Many individuals in health care facilities are able to achieve sufficient caloric intake through eating prepared meals. However, a sizable number of such patients are unable to ingest enough food to meet their body's needs. Examples of these individuals would include burn patients, whose daily caloric needs are often in excess of 5,000 calories, and critically ill, weak, or comatose patients who may be unable to chew their food. For these patients, caloric supplementation through parenteral, also known as intravenous, feeding is not a viable alternative.
In response to this problem, liquid foods have been developed for enteral feeding. Enteral feeding is providing nourishment through the oral tract by defined nutritional diets. Typically, enteral feeding utilizes a nasogastric tube to transport the liquid nutritional products from the container through the patient's nasal cavity and thence into the stomach. Early enteral nutritional product containers were empty, sterilized pouches which were filled with sterilized, canned product at the point of use. The filled pouch was spiked by a cannula. However, there are shortcomings associated with that type of packaging including potential product contamination and extensive set-up-time. In response to that problem, a multi-layer plastic bottle was developed having a central layer which provided an oxygen barrier, therefore permitting the bottle to be pre-filled with food product which provided greater shelf-life and less spoilage. This type of plastic bottle utilizes a membrane which must be pierced so as to permit the commencement of the feeding process.
However, a problem arises once cannulation has occurred since the nutritional product container periodically requires the introduction of a small amount of atmospheric air to preclude the establishment of a vacuum in the system, which would terminate the feeding process. This problem has traditionally been overcome in the pre-filled industry by the providing of a valve means to introduce atmospheric air into the enteral nutritional product container. Normally associated with such valve means is a microbial filter.

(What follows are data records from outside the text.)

PR #1466, opened 2022-10-19
Add repositories.credentials config key

alexarchambault:


alexarchambault:
Includes https://github.com/VirtusLab/scala-cli/pull/1460 for now.

alexarchambault:
Going to add some docs, but the code changes can already be reviewed (and merged too).

modules/integration/src/test/scala/scala/cli/integration/ConfigTests.scala
```diff
@@ -100,7 +103,30 @@ class ConfigTests extends ScalaCliSuite {
...
+        else {
+          val script =
+            s"""#!/usr/bin/env bash
+               |exec "${TestUtil.cs}" "$$@"
+               |""".stripMargin
+          os.write(binDir / "cs", script, "rwxr-xr-x", createFolders = true)
+        }
+        Map(
+          "SCALA_CLI_CONFIG" -> confFile.toString,
+          pathVarName        -> s"$binDir${File.pathSeparator}$currentPath"
```
lwronski: Why you need to enforce using the version of `cs` from `deps.sc`?  If I used `config` command with older version of `cs` installed of my computer, it should this command work or not?

modules/cli/src/main/scala/scala/cli/commands/config/Config.scala
```diff
@@ -111,23 +113,94 @@ object Config extends ScalaCommand[ConfigOptions] {
...
-                  if (options.passwordValue && entry.isPasswordOption)
-                    values.map { input =>
-                      PasswordOption.parse(input) match {
-                        case Left(err) =>
-                          System.err.println(err)
+                def parseSecret(input: String): Either[BuildException, Option[PasswordOption]] =
+                  if (input.trim.isEmpty) Right(None)
+                  else
+                    PasswordOption.parse(input)
+                      .left.map(err => ??? : BuildException)
```
lwronski: `PasswordOption.parse(input)` should return `BuildException` instead of `String`.

modules/config/src/main/scala/scala/cli/config/Keys.scala
```diff
@@ -54,4 +60,104 @@ object Keys {
...
+        cred = cred.copy(realm = Some(r))
+      for (opt <- optional)
+        cred = cred.copy(optional = Some(opt))
+      for (v <- matchHost)
+        cred = cred.copy(matchHost = Some(v))
+      for (v <- httpsOnly)
+        cred = cred.copy(httpsOnly = Some(v))
+      for (v <- passOnRedirect)
+        cred = cred.copy(passOnRedirect = Some(v))
+      cred
```
lwronski: Maybe it would be good enough to create the `RepositoryCredentials` at the end instead of using `var`

modules/config/src/main/scala/scala/cli/config/Keys.scala
```diff
@@ -54,4 +60,104 @@ object Keys {
...
+    matchHost: Option[Boolean] = None,
+    httpsOnly: Option[Boolean] = None,
+    passOnRedirect: Option[Boolean] = None
+  ) {
+    def credentials: RepositoryCredentials = {
+      var cred = RepositoryCredentials(host = host)
+      for (u <- user)
+        PasswordOption.parse(u) match {
+          case Left(error) =>
+            throw new Exception(
```
lwronski: Instead of throwing new Exception maybe it should be better to return `Either`.

modules/integration/src/test/scala/scala/cli/integration/ConfigTests.scala
alexarchambault: Yeah, when running the Scala CLI JVM tests, the test CLI launcher is a coursier "bootstrap" (generated from Mill), that tries to run `cs config` commands when the conf file seems to contain proxy details. And `cs config` only works with newer versions of coursier. Better use the one downloaded from the Scala CLI build.

lwronski: Shouldn't we add some warning that installed `cs` is outdated and `config` command won't work properly?

alexarchambault: That should be handled from coursier (in [this file](https://github.com/coursier/coursier/blob/ec619c43ab46a6425396a9ccd01394d65e4a4ea1/modules/bootstrap-launcher/src/main/java/coursier/bootstrap/launcher/Config.java)), the code running the `cs` commands lives there. I need to make the error messages better there.

modules/cli/src/main/scala/scala/cli/commands/config/Config.scala
alexarchambault: Should be fixed.

modules/config/src/main/scala/scala/cli/config/Keys.scala
alexarchambault: Good point, should be fixed.

alexarchambault: Good point, should be fixed.

modules/config/src/main/scala/scala/cli/config/Keys.scala
```diff
@@ -49,4 +60,124 @@ object Keys {
...
+                lines += s"$prefix.https-only=$b"
+              for (b <- cred.matchHost)
+                lines += s"$prefix.auto=$b"
+              for (b <- cred.passOnRedirect)
+                lines += s"$prefix.pass-on-redirect=$b"
+              // seems cred.optional can't be changed from properties…
+              lines.map(_ + System.lineSeparator()).mkString
+          }
+      def fromString(values: Seq[String]): Either[Key.MalformedValue, List[RepositoryCredentials]] =
+        sys.error("Inline credentials not accepted, please manually edit the config file")
```
lwronski: Why not return error `Key.MalformedValue` instead of running `sys.error`?

lwronski (approved):
IMO we can marge it, but we have to remember to add warning in `cs` before next release of scala-cli. Creating a ticket for this will also be helpful.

Ported closures are well known, an example of which is Steidley, U.S. Pat. No. 4,022,258 which discloses a closure for surgical irrigation fluid containers as opposed to one for enteral nutritional product containers. Steidley discloses a large spike member which can pierce a plastic cap with the spike member including a conventional filter positioned adjacent the external surface of the cap. However, Steidley does not address the unique problems associated with the physical composition of enteral nutritional products. Enteral nutritional products are dissimilar from fluids introduced by intravenous feeding primarily due to the presence of minerals and other solids which tend to form a sediment which settles to the bottom of the inverted container during feeding. Additionally, enteral nutritional products are extremely viscous.
Conventional valves associated with enteral nutritional product containers include a ball and an externally positioned filter, both of which are added to the closure structure after the molding process of the closure is completed. Although there has been a long felt need to decrease the manufacturing cost and simplify the manufacturing process associated with the valves by eliminating the ball and redesigning the filter, the fact that the exterior microbial filter currently used prevents contamination of the enteral nutritional product has discouraged experimentation.
It is thus apparent that the need exists for an improved closure for pre-filled enteral nutritional product containers which provides the less costly and more efficient production of such closures, while at the same time ensuring proper microbial filtration.